Sample trying to work around the inability to target a specific StatelessService on Service Fabric.
So you want to have a service which will listen on an external endpoint for a client request to open a persistent connection.
You'd like to expose those connections via a front end but when you go to resolve a StatelessService you get a random one by default, which gives you only a 1/N chance of finding the correct instance.
Service Fabric doesn't consider this use case very well where you have no persistent state and don't want replica semantics of a StatefulService but still have open socket connections that can't be replicated.
That's a problem if you are scaling this service horizontally and your needs are too simple to justify taking a backplane into use like Redis or Azure Service Bus.
Stateless Services can be partitioned not only by numeric range but by name. Instead of defining an InstanceCount of -1, which creates an instance on each Node, we specify an InstanceCount of 1 but a number of named partitions.
When we instantiate the StatelessService we query the ServiceFabric naming service for the partition info and create proxies to each named partition instance.
Then each partitioned instance has the capability to broadcast RPC to the other partitioned instances when it does not have the open persistent connection. Then whichever partition has the open socket can service the request.
We can also return the partition back in the result so that we can cache this at the front end and make calls directly to the service proxy holding the open connection which avoids the broadcast RPC overhead.
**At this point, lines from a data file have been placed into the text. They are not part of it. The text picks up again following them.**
PR #859, opened 2022-10-15
scripts: add keyframes.py script

lunarpapillo:
This script is based upon the script of the same name that we have been using internally to process capture files for testing use.  This version has had several improvements added, to simplify and automate newly identified capture processing requirements.  All such improvements are controlled by command-line arguments, so the script should behave in a backward-compatible way if the new command-line arguments are not used.

The improved keyframes.py script differs in these ways from its predecessor:

- improved documentation
- gfxrecon-convert tool instead of gfxrecon-toascii tool
- support a .keyframesrc configuration file for user-customized command line arguments
- explicitly pass text encoding (to satisfy modern pylint)
- allow creation of a command_counts.json file during capture file processing
- allow creation of stub reference images during capture file processing

I've also added a .pylintrc file.  It's typical for Python development to use such a file to encapsulate script style preferences.  This fairly standard instance is intended to be used as a baseline; as the project makes other style decisions, the .pylintrc can be updated to match.

### DIFF
--- a/scripts/.pylintrc
+++ b/scripts/.pylintrc
@@ -1,0 +1,89 @@
+[REFACTORING]
+
+# Maximum number of nested blocks for function / method body
+max-nested-blocks=10
+
+# Complete name of functions that never returns. When checking for
+# inconsistent-return-statements if a never returning function is called then
+# it will be considered as an explicit return statement and no message will be
+# printed.
+never-returning-functions=optparse.Values,sys.exit
+
+[BASIC]
+
+# Naming style matching correct argument names
+argument-naming-style=any
+
+# Naming style matching correct attribute names
+attr-naming-style=any
+
+# Naming style matching correct class attribute names
+class-attribute-naming-style=any
+
+# Naming style matching correct class names
+class-naming-style=PascalCase
+
+# Naming style matching correct function names
+function-naming-style=any
+
+# Naming style matching correct method names
+method-naming-style=camelCase
+
+# Naming style matching correct module names
+module-naming-style=any
+
+# Naming style matching correct variable names
+variable-naming-style=snake_case
+# snake_case complains about single-word entries; this fixes that.
+# also want to specifically allow things like env_HOME
+variable-rgx=^[a-zA-Z][a-zA-Z0-9]*((_[a-zA-Z0-9]+)*)?$
+
+# Colon-delimited sets of names that determine each other's naming style when
+# the name regexes allow several styles.
+name-group=argument:attr:class-attribute:function:module
+
+# Good variable names which should always be accepted, separated by a comma
+good-names=i,j,k,e,ex,Run,_,log
+
+[FORMAT]
+
+# Maximum number of characters on a single line.
+max-line-length=120
+
+# Maximum number of lines in a module
+max-module-lines=2000
+
+[DESIGN]
+
+# Maximum number of arguments for function / method
+max-args=10
+
+# Maximum number of attributes for a class (see R0902).
+max-attributes=20
+
+# Maximum number of boolean expressions in a if statement
+max-bool-expr=10
+
+# Maximum number of branch for function / method body
+max-branches=30
+
+# Maximum number of locals for function / method body
+max-locals=50
+
+# Maximum number of parents for a class (see R0901).
+max-parents=7
+
+# Maximum number of public methods for a class (see R0904).
+max-public-methods=50
+
+# Maximum number of return / yield for function / method body
+max-returns=20
+
+# Maximum number of statements in function / method body
+max-statements=1000
+
+# Minimum number of public methods for a class (see R0903).
+# Permit the use of a class as a simple data container
+# with no public methods (over some of the other suggested
+# alternatives)
+min-public-methods=0
--- a/scripts/keyframes.py
+++ b/scripts/keyframes.py
@@ -1,0 +1,422 @@
+#!/usr/bin/env python3
+"""Given a gfxreconstruct command file, identify "interesting"
+keyframes based on distinct maximal function sets used in a frame.  Keyframes
+selected in this way tend to exercise more distinct parts of the trace,
+as many frames will use the same "footprint" of functions as other frames;
+by collapsing to maximal function sets, keyframes can be selected that more
+thoroughly exercise the graphics API.
+
+The selected keyframes can be further refined through the use of filter
+operations.
+
+To use on a trace captured by gfxreconstruct, the trace must be converted
+to an ASCII command file containing one function or method name per line, e.g.:
+
+    ...
+    vkDestroyImageView
+    vkBeginCommandBuffer
+    vkCmdPipelineBarrier
+    vkCmdWriteTimestamp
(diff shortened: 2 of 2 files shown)


scripts/keyframes.py
```diff
@@ -0,0 +1,422 @@
+#!/usr/bin/env python3
+"""Given a gfxreconstruct command file, identify "interesting"
```
andrew-lunarg, line 2: Not sure a "gfxreconstruct command file" is a thing that exists. On first pass this script seemed completely independent of GFXReconstruct as a whole and gfxrecon-convert in particular.
Shouldn't this read, _"Given a text file of Vulkan function names, one per line, in order of execution, ..."_?

scripts/keyframes.py
```diff
@@ -0,0 +1,422 @@
...
+    vkCmdEndRenderPass
+    vkCmdResetQueryPool
+    vkEndCommandBuffer
+    vkFlushMappedMemoryRanges
+    vkResetFences
+    vkQueueSubmit
+    vkQueuePresentKHR
+    ...
+
+The command file must include frame marker functions (e.g. vkQueuePresentKHR
```
andrew-lunarg, line 39: I note we have lost the information on where images are being presented (a gui 3d modelling app may present to lots of surfaces in odd orders and we only care about the main viewport presents for example). Perhaps we should use annotations or a metacommand to emit frame markers that are converted to json and then preserved in the text file input to this script. Not a priority: this way is fine for typical games.

scripts/keyframes.py
```diff
@@ -0,0 +1,422 @@
...
+for Vulkan); if it does not, no frame boundaries can be established, and keyframes
+cannot be calculated.
+
+The gfxrecon-convert tool can be used to create such a file from a trace
+file, using an editor or a script to extract only the function or method
+name associated with each captured call.
```
andrew-lunarg, line 45: It might be useful to give the sed one-liner that does that.
```
gfxrecon-convert --output stdout vkcube.f1.gfxr | sed "s/.*\"name\":\"vk\([^\"]*\).*/vk\1/" > commandfile.txt
python3 keyframes.py commandfile.txt
```
Assuming this script can read from stdin:
```
gfxrecon-convert --output stdout vkcube.f1.gfxr | sed "s/.*\"name\":\"vk\([^\"]*\).*/vk\1/" | python3 keyframes.py
```

scripts/keyframes.py
```diff
@@ -0,0 +1,422 @@
...
+    $ python3 keyframes.py commandfile.txt
+    INFO: processing the command file commandfile.txt...
+    INFO: sorting 70 function sets by cardinality...
+    INFO: collapsing into maximal distinct sets...
+    INFO: filtering 10 keyframes from 22 maximal sets...
+    INFO: Keyframes in priority order: 0,1908,1051,1910,2086,4280,5329,1616,2088,4281
+    INFO: Keyframes in sorted order:   0,1051,1616,1908,1910,2086,2088,4280,4281,5329
+
+This script can also create a command_counts.json file in the same directory, and
+create stub reference images, each of which is helpful in trace processing.
```
andrew-lunarg, line 58: It isn't clear to me what a stub reference image is or why it is useful.

scripts/keyframes.py
```diff
@@ -0,0 +1,422 @@
...
+    # have the count we want or until we run out of footprints.
+    keyframes = getKeyframes(maximal_footprints, footprints_to_frames, args.n, filters)
+
+    # Give our output.
+    log.info("Keyframes in priority order: %s", ",".join([str(x) for x in keyframes]))
+    keyframes.sort()
+    log.info("Keyframes in sorted order:   %s", ",".join([str(x) for x in keyframes]))
+
+    # Create stub reference images if requested.  The stub reference images essentially
+    # encode the keyframe numbers, which can be used with a normal CI run to generate the
```
andrew-lunarg, line 415: Seems very coupled to details of internal CI processes.

scripts/keyframes.py
```diff
@@ -0,0 +1,422 @@
...
+
+    filter_descriptions = [f'{x.name} ({x.description})' for x in Filter.__subclasses__()]
+    filter_help = ('comma-separated list of keyframe filters to use [none]; available filters are: '
+                   + '; '.join(filter_descriptions))
+    common.add_argument('-f', '--filters', help=filter_help)
+
+    common.add_argument('--stub-reference-images', metavar='DIRECTORY',
+                        help='if set, names a directory where stub reference images will be created')
+
+    common.add_argument('--save-command-counts', metavar='JSONFILE',
```
andrew-lunarg, line 349: Thanks!

andrew-lunarg (commented):
I mostly took on faith that the Python works. I'm not up to date on features past about Python 1.5. Looks fine to me.

scripts/.pylintrc
```diff
@@ -0,0 +1,89 @@
+[REFACTORING]
```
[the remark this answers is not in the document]
lunarpapillo: I'd be happy to do so as a second commit.  They do not pass it currently.

scripts/keyframes.py
lunarpapillo: That's a better description, thanks.

scripts/keyframes.py
lunarpapillo: I note that `gfxrecon-replay` has a `--surface-index` switch.  Perhaps `gfxrecon-convert` should also have a similar switch, or perhaps the surface index should be part of the `gfxrecon-convert` output JSON.

scripts/keyframes.py
lunarpapillo: My ultimate goal here is to automatically create and parse the output from `gfxrecon-convert`; I'm saving that for a second PR after/if this one is accepted.  But agreed that this revision could have a helpful command line.

scripts/keyframes.py
lunarpapillo: Added more commentary.

scripts/keyframes.py
lunarpapillo: This whole script is tied to internal CI processes - the original point of it was to let an outside vendor create packages that we could "just use" in internal CI.

I'm not at all against making this an internal script - we used such an internal-only script for a long time before a need came for outside vendors to process traces like we do.  If we're going to support outside contributions of test workloads, it'd be nice if we used the same process that we advertise.

scripts/keyframes.py
lunarpapillo: This was actually a driving reason.  We want command count files for every trace; they're useful for developer analysis, and I also want to use them for `gfxrecon-convert` testing.  So I definitely want any script that an outside vendor might use to contribute a workload to include this in its basic processing.

andrew-lunarg:
I see this has conflicts now. Are reviews still wanted? (sorry they have not been forthcoming previously)

bradgrantham-lunarg:
I think this is coupled enough to our internal processes that this should be part of our internal suite.  We can hand this out from our internal tool suite to anyone who we are asking to engage in our internal CI process.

This is very roughly how Address Resolution Protocol works. The network device has no way of knowing on which port a specific IP Address is connected, it only knows about MAC addresses. So it broadcasts an ARP request to all devices on the local network, and the one device that has the IP Address in the request will respond. The network device can then cache this result and map the IP Address to the MAC in the ARP table.
Partition Names = MAC
Unique Client GUID = IP Address
Service Partition = Network Port
Main difference is that we don't do this from a central device (service) as that wouldn't work in a HA environment with many instances, but rather allow the Service Partitions to broadcast in peer-to-peer fashion.
Implement real external persistant connections and endpoints to test the behavior, rather than just faking those.
Test more in the cloud, sometimes life is different from local.
Find way to generalize and wrap into a Nuget package?